EnginSoft - CAE Conference Abstracts

EnginSoft International Conference 2011
CAE Technologies for Industry

Synergy between LS-DYNA and modeFRONTIER to Predict Low Velocity Impact Damage on CFRP Plates

Borrelli Rosario - CIRA - Italian Aerospace Research Centre (Italy)
Primavera Vito - EnginSoft (Italy)
Perillo Marco - EnginSoft (Italy)

Abstract

Engineering structural components made of composite materials are increasing in use in several engineering applications. Composite materials are preferred with respect to the competing traditional metals due to a range of potential advantages: high strength-to-weight ratio, high stiffness-to-weight ratio, resistance to corrosion, low coefficient of thermal expansion, etc. Nevertheless, composite materials do suffer from poor resistance to impact loading. This results in damage that can cause severe structural degradation such as reduction in compressive strength.

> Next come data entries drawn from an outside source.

PR #1765, opened 2024-06-17
Add IllegalArgumentException for Lucene radial search with ef_search

junqiu-lei:
### Description
Add IllegalArgumentException for Lucene radial search with ef_search parameter. Context at https://github.com/opensearch-project/k-NN/issues/1537#issuecomment-2168724430
 
### Issues Resolved
Part of https://github.com/opensearch-project/k-NN/issues/1537
 
### Check List
  - [ ] All tests pass

### DIFF
--- a/src/main/java/org/opensearch/knn/index/query/KNNQueryBuilder.java
+++ b/src/main/java/org/opensearch/knn/index/query/KNNQueryBuilder.java
@@ -8,7 +8,6 @@ package org.opensearch.knn.index.query;
 import lombok.AccessLevel;
 import lombok.AllArgsConstructor;
 import lombok.Getter;
-import lombok.SneakyThrows;
 import lombok.extern.log4j.Log4j2;
 import org.apache.commons.lang.StringUtils;
 import org.apache.lucene.search.MatchNoDocsQuery;
@@ -97,8 +96,6 @@ public class KNNQueryBuilder extends AbstractQueryBuilder<KNNQueryBuilder> {
     private QueryBuilder filter;
     @Getter
     private boolean ignoreUnmapped;
-    @Getter
-    private VectorQueryType vectorQueryType;
 
     /**
      * Constructs a new query with the given field name and vector
@@ -193,23 +190,13 @@ public class KNNQueryBuilder extends AbstractQueryBuilder<KNNQueryBuilder> {
         }
 
         public KNNQueryBuilder build() {
-            VectorQueryType vectorQueryType = validate();
+            validate();
             int k = this.k == null ? 0 : this.k;
-            return new KNNQueryBuilder(
-                fieldName,
-                vector,
-                k,
-                maxDistance,
-                minScore,
-                methodParameters,
-                filter,
-                ignoreUnmapped,
-                vectorQueryType
-            ).boost(boost).queryName(queryName);
+            return new KNNQueryBuilder(fieldName, vector, k, maxDistance, minScore, methodParameters, filter, ignoreUnmapped).boost(boost)
+                .queryName(queryName);
         }
 
-        @SneakyThrows
-        private VectorQueryType validate() {
+        private void validate() {
             if (Strings.isNullOrEmpty(fieldName)) {
                 throw new IllegalArgumentException(String.format("[%s] requires fieldName", NAME));
             }
@@ -228,16 +215,13 @@ public class KNNQueryBuilder extends AbstractQueryBuilder<KNNQueryBuilder> {
                 throw new IllegalArgumentException(String.format("[%s] requires exactly one of k, distance or score to be set", NAME));
             }
 
-            VectorQueryType vectorQueryType = VectorQueryType.MAX_DISTANCE;
             if (k != null) {
-                vectorQueryType = VectorQueryType.K;
                 if (k <= 0 || k > K_MAX) {
                     throw new IllegalArgumentException(String.format("[%s] requires k to be in the range (0, %d]", NAME, K_MAX));
                 }
             }
 
             if (minScore != null) {
-                vectorQueryType = VectorQueryType.MIN_SCORE;
                 if (minScore <= 0) {
                     throw new IllegalArgumentException(String.format("[%s] requires minScore to be greater than 0", NAME));
                 }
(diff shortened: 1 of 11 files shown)


ryanbogan (approved):
LGTM!

junqiu-lei:
The CI failure in `Test k-NN on Secure Cluster` is related to https://github.com/opensearch-project/security-dashboards-plugin/issues/2009

src/main/java/org/opensearch/knn/index/query/KNNQueryBuilder.java
```diff
@@ -558,6 +558,13 @@ protected Query doToQuery(QueryShardContext context) {
             radius = knnEngine.scoreToRadialThreshold(this.minScore, spaceType);
         }
 
+        if (radius != null
+            && methodParameters != null
+            && methodParameters.containsKey(METHOD_PARAMETER_EF_SEARCH)
+            && knnEngine.equals(KNNEngine.LUCENE)) {
+            throw new IllegalArgumentException(String.format("[" + NAME + "] Lucene engine does not support ef_search with radial search"));
+        }
```
shatejas, line 566: This is engine specific, we need to move it to EngineSpecificMethodContext. Currently the `supportedMethodParameters()` does not support this. We need to modify the interface to embed this logic in there. Can we change `supportedMethodParameters()` to add a context parameter where we can pass in the information and decide at run time which method parameters to return. Something like this

```
class LuceneHNSWContext implements EngineSpecificMethodContext {

Map<String, ?> supportedMethodParameters(Context ctx) {
HNSWContext ctx = (HNSWContext) ctx;
if(ctx.isRadial()) {
return emptyMap()
}

return supportedMethodParams
}

}
```

junqiu-lei: Good point, let me check.

junqiu-lei: Updated

src/main/java/org/opensearch/knn/validation/ParameterValidator.java
```diff
@@ -14,35 +14,89 @@
...
+
+    private static void validateNonNullParameters(Map<String, Parameter<?>> validParameters) {
         if (validParameters == null) {
             throw new IllegalArgumentException("validParameters cannot be null");
         }
+    }
 
-        if (requestParameters == null || requestParameters.isEmpty()) {
-            return null;
+    private static void checkEngineSpecificErrors(
```
shatejas, line 78: The method is kept generic enough to have validations of any kind lets keep it as it is. There is a generic message on the `doToQuery` layer, that should be enough for users to identify what went wrong, right? am I missing something here? if not lets revert this

src/main/java/org/opensearch/knn/index/util/EngineSpecificMethodContext.java
```diff
@@ -25,7 +25,11 @@
  */
 public interface EngineSpecificMethodContext {
 
-    Map<String, Parameter<?>> supportedMethodParameters();
+    Map<String, Parameter<?>> supportedMethodParameters(Context ctx);
 
-    EngineSpecificMethodContext EMPTY = Collections::emptyMap;
+    EngineSpecificMethodContext EMPTY = ctx -> Collections.emptyMap();
+
+    interface Context {
```
shatejas, line 32: Lets make this its own pojo and have `QueryContext` We can further reuse this context wherever required. We can use inheritance to further if required down the line, something like `RadialQueryContext` and `HNSWQueryContext`

src/main/java/org/opensearch/knn/index/util/EngineSpecificMethodContext.java
```diff
@@ -25,7 +25,11 @@
...
+        boolean isRadialSearch();
```
shatejas, line 33: is this valid for IVF?

junqiu-lei: radial search is supported in faiss IVF

src/main/java/org/opensearch/knn/validation/ParameterValidator.java
junqiu-lei: Updated to no change in this file. And added query type in the error message. https://github.com/opensearch-project/k-NN/pull/1765/files#diff-6d0df17543181185170f65c116cdb3514d910e1557f012b7959611ae92678080R549

src/main/java/org/opensearch/knn/index/util/EngineSpecificMethodContext.java
junqiu-lei: Separated out `QueryContext` from `EngineSpecificMethodContext`. Instead of using `isRadialSearch `, I updated to use `is_ef_search_parameter_supported` to have the check directly. I feel like currently we can use `QueryContext` without inheritance.

shatejas (changes requested):
Looks good overall. Some minor changes

src/main/java/org/opensearch/knn/index/query/KNNQueryBuilder.java
```diff
@@ -521,16 +534,19 @@ protected Query doToQuery(QueryShardContext context) {
         final String method = methodComponentContext != null ? methodComponentContext.getName() : null;
         if (StringUtils.isNotBlank(method)) {
             final EngineSpecificMethodContext engineSpecificMethodContext = knnEngine.getMethodContext(method);
+            KNNEngine finalKnnEngine = knnEngine;
+            QueryContext methodContext = () -> (vectorQueryType.isRadialSearch() && KNNEngine.LUCENE.equals(finalKnnEngine)) == false;
```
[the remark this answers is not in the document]
junqiu-lei: Simplified the logic check in updated commit

ryanbogan (approved):

src/main/java/org/opensearch/knn/index/query/KNNQueryBuilder.java
```diff
@@ -195,6 +197,7 @@ public KNNQueryBuilder build() {
                 .queryName(queryName);
         }
 
+        @SneakyThrows
```
shatejas, line 200: Lets remove sneaky throws from here

shatejas (approved):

The situation is more critical for low-velocity impacts which induce significant internal damage undetectable by visual inspection.
Thus, numerical models able to simulate impact events (which can occur during maintenance operations), are needed in order to assess the residual structural capacity of a composite structure and, at same time, to reduce the experimental tests which are quite expensive.
In this paper an LS-DYNA numerical model was developed and coupled with modeFRONTIER which is a process integration and design optimization tool that is capable of exploring the design space (i.e. the free parameters dominions) and finding the configurations which satisfy several objective functions. Indeed, the definition of some numerical parameters of the LSDYNA model (time step, damping coefficient, contact stiffness, etc.) is a very big challenge because no reliable data are available in literature and they are mainly chosen on the base of the analyst experience. The LSDYNA – modeFRONTIER integrated procedure developed in this work allowed to obtain both a better understanding of the influence of such parameters on the simulation results (sensitivity analysis) and the configuration which provided the best agreement with the experimental data (optimization). The procedure was validated against a test case extracted from the literature which consists in a rectangular composite plate impacted by an hemispherical steel impactor with an energy impact of 40 Joule. The experimental data used for the validation activity were:
• Contact force vs. time curve
• Deflection vs. time curve
• Absorbed Energy

For each of these quantities, an objective function to be minimized (3 relative errors) was taken into account. The integrated procedure allowed to identify the configurations which are good compromises with respect to the above mentioned objective functions.